You see him teaching them self-defense, serving dinner but not after checking their weight, and in one of the film's most memorable scene telling them the story about the wolf and the lamb, and that scene alone is a showcase of his comedic gifts. These moments are full of irresistible tenderness and even the girls are believable in that role, because they don't act as if they were with Evans but with De Funès, so even with so many small roles, there's never a performance that doesn't ring true. They even manage to outsmart him a few times. And you can tell he knows his girls, their habits, their manners, their languages etc. Not to mention that the film captures a sort of lost coquettish innocence exulting from these little dances, one I'd take over all the bare-ass humping we handle today.
De Funès' movies have always been divided in two, those that aged well, those that didn't and in the late 60's many movies seemed to simply exploit his popularity and give him rather meager scripts where you could throw a few tantrums and mimics and attract one million or two; De Funès wasn't fooled by that and admitted he did a few stinkers, and it's easy to spot them, there's a reliable test to determine if it's a good or bad De Funès, when he relies too much on crazy mimics and grimaces, it means that the film is desperately begging you to laugh, when the film is good enough, De Funès doesn't overplay it.

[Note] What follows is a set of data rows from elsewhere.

PR #314, opened 2018-01-04
 Policy change: reject `requestDevice` with `NotFoundError` if no devices found

toji:
Simple change, but one that I want other vendors to LGTM before merging: Had a recent conversation where how we handle the case of not finding a device came up, and it made me question how other similar APIs do it. Previously I had advocated for resolving the promise with `null` in that scenario, but I realized there's prior art here. Turns out that WebUSB and WebBluetooth reject their `requestDevice` calls with a `NotFoundError` when there's no device that matches the given criteria. Therefore, for the sake of consistency on the platform, I feel pretty strongly that WebXR should do the same.

Any complaints?

### DIFF
--- a/explainer.md
+++ b/explainer.md
@@ -63,7 +63,7 @@ The basic steps most WebXR applications will go through are:
 
 The first thing that any XR-enabled page will want to do is request an `XRDevice` and, if one is available, advertise VR functionality to the user. (For example, by adding a button to the page that the user can click to start XR content.)
 
-`navigator.xr.requestDevice` returns a [`Promise`](https://developer.mozilla.org/en-US/docs/Web/JavaScript/Reference/Global_Objects/Promise) that resolves to an `XRDevice` if one is available. If no `XRDevice` is available, it will resolve to null. The promise will be rejected if an error occurs, such as the page not having the appropriate permissions to access VR capabilities.
+`navigator.xr.requestDevice` returns a [`Promise`](https://developer.mozilla.org/en-US/docs/Web/JavaScript/Reference/Global_Objects/Promise) that resolves to an `XRDevice` if one is available. If no `XRDevice` is available, it will reject with a `NotFoundError`. The promise will also be rejected if an error occurs, such as the page not having the appropriate permissions to access VR capabilities.
 
 A `XRDevice` represents a physical unit of XR hardware that can present imagery to the user somehow, referred to here as an "XR hardware device". On desktop clients this will usually be a headset peripheral; on mobile clients it may represent the mobile device itself in conjunction with a viewer harness (e.g., Google Cardboard/Daydream or Samsung Gear VR). It may also represent devices without stereo-presentation capabilities but with more advanced tracking, such as ARCore/ARKit-compatible devices.
 
--- a/explainer.md
+++ b/explainer.md
@@ -63,7 +63,7 @@ The basic steps most WebXR applications will go through are:
 
 The first thing that any XR-enabled page will want to do is request an `XRDevice` and, if one is available, advertise VR functionality to the user. (For example, by adding a button to the page that the user can click to start XR content.)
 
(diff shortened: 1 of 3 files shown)


explainer.md
```diff
@@ -63,19 +63,22 @@ The basic steps most WebXR applications will go through are:
 
 The first thing that any XR-enabled page will want to do is request an `XRDevice` and, if one is available, advertise VR functionality to the user. (For example, by adding a button to the page that the user can click to start XR content.)
 
-`navigator.xr.requestDevice` returns a [`Promise`](https://developer.mozilla.org/en-US/docs/Web/JavaScript/Reference/Global_Objects/Promise) that resolves to an `XRDevice` if one is available. If no `XRDevice` is available, it will resolve to null. The promise will be rejected if an error occurs, such as the page not having the appropriate permissions to access VR capabilities.
+`navigator.xr.requestDevice` returns a [`Promise`](https://developer.mozilla.org/en-US/docs/Web/JavaScript/Reference/Global_Objects/Promise) that resolves to an `XRDevice` if one is available. If no `XRDevice` is available, it will reject with a `NotFoundError`. The promise will also be rejected if an error occurs, such as the page not having the appropriate permissions to access VR capabilities.
```
NellWaliczek: In the last sentence, do we need to call out that this error will not necessarily be the same?

cvan: are there any other notable [error names](https://heycam.github.io/webidl/#idl-DOMException-error-names) to call out here?

btw, for reference, the [Generic Sensor API](https://w3c.github.io/sensors/) throws a `SecurityException` if [permissions](https://w3c.github.io/sensors/#feature-detection) are not granted (and you didn't check using `navigator.permissions.query`).

explainer.md
```diff
@@ -63,19 +63,22 @@ The basic steps most WebXR applications will go through are:
...
 function checkForXR() {
   navigator.xr.requestDevice().then(device => {
-    if (device) {
-      onXRAvailable(device);
-    }
+    onXRAvailable(device);
   }, err => {
-    // An error occurred while requesting an XRDevice.
-    console.error('Unable to request an XR device:', err);
+    if (err instanceof NotFoundError) {
```
cvan: `NotFoundError` isn't an exposed `window` global. I'd change to this:

```js
    if (err.name === 'NotFoundError') {
```

explainer.md
```diff
@@ -63,7 +63,7 @@ The basic steps most WebXR applications will go through are:
 
 The first thing that any XR-enabled page will want to do is request an `XRDevice` and, if one is available, advertise VR functionality to the user. (For example, by adding a button to the page that the user can click to start XR content.)
 
-`navigator.xr.requestDevice` returns a [`Promise`](https://developer.mozilla.org/en-US/docs/Web/JavaScript/Reference/Global_Objects/Promise) that resolves to an `XRDevice` if one is available. If no `XRDevice` is available, it will reject with a `NotFoundError`. The promise will also be rejected if an error occurs, such as the page not having the appropriate permissions to access VR capabilities.
+`navigator.xr.requestDevice` returns a [`Promise`](https://developer.mozilla.org/en-US/docs/Web/JavaScript/Reference/Global_Objects/Promise) that resolves to an `XRDevice` if one is available. If no `XRDevice` is available, it will reject with a "NotFoundError". The promise will also be rejected with an appropriate error if an error occurs during the device query. For example, if the page does not have the appropriate permissions to access XR capabilities it would reject with a "NotAllowedError".
```
cvan: per my earlier comment, actually, it would be a `SecurityError` (see [Web Bluetooth's `requestDevice`](https://webbluetoothcg.github.io/web-bluetooth/#requestDevice-user-gesture) for measure)

toji: So I looked at that, and the case where they throw a `SecurityError` is when the call isn't triggered by user activation. (`requestDevice` in our API does not have that requirement.) Given the [description of the two errors](https://heycam.github.io/webidl/#securityerror):

**"SecurityError":** The operation is insecure.
**"NotAllowedError":** The request is not allowed by the user agent or the platform in the current context, possibly because the user denied permission.

It seems pretty explicit that a denied permission should use a `NotAllowedError`, while calling a function that requires user activation outside of user activation would produce a `SecurityError`.

cvan: awesome, thanks for digging into this. I learned a few things :)

PR #318, opened 2018-01-11
Add mixin syntax before WebGLRenderingContextBase interface

haoyunfeix:
According to
https://www.khronos.org/registry/webgl/specs/latest/1.0/webgl.idl
WebGLRenderingContextBase is a mixin interface, add mixin in spec.


toji:
Thanks! I had seen that change land in the WebGL spec and meant to pull it over here but wasn't confident in the proper syntax for the partial interface.

PR #323, opened 2018-02-01
advertise VR functionality -> advertise XR functionality

Utopiah:
In the "Acquiring a Device" paragraph of "Lifetime of a VR web app" there is a mention of VR capability whereas it's not an example, thus XR is more generic and should be used here.


toji:
Thanks!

Another reason the film works is that it cleverly exploits the presence of his son Olivier and doesn't just play him as an obedient and handsome sidekick or foil to his father (uncle in the film). Philippe starts as a naive young man and a pawn of one of his uncle's most cunning scheme (you'd see how far he'd get to keep one of his girls) but there's an evolution all through the film, and his good looks and moderate singing talent contributes to very memorable musical moments, the most defining being the little duet with De Funès while they're pampering two babies. The little tone of this sequence, the intimacy between the two men, redeem all the contrivances of the plot, you know this is a film that trusts its material enough it knows it can get away with a little silliness.
François de Roubaix's music is catchy and memorable, the outdoors shot in Italy gives it's a nice international flavor and I wonder if some montage sequences weren't ahead of its time, but the bottom-line is that it is one of my favorite De Funès' movie and it's not just nostalgia, many movies I enjoyed as a kid didn't improve that well over the course of the year.
- ElMaruecan82
- Aug 28, 2017
- Permalink
in essence, nice slice from "70's. atmosphere, songs, dance, relationship. at the first few, a film of Louis de Funes, not real different by many others. but this is its great virtue - a story like pretext, the little tyrannic boss and the young women with plots, secrets, charm, Olivier de Funes in middle of feelings, surprises , using teenager humor, clichés - the Sicilian family - confusion and the clear sky. all the tricks of French cinema. and the same force of seduction. because it is nice, amusing, almost lovely. and because the admiration for the work of de Funes remains at high level. this detail is the most important. and the feeling after the end of film. like delicate flavor of a lost innocent age. so, a good option for relax.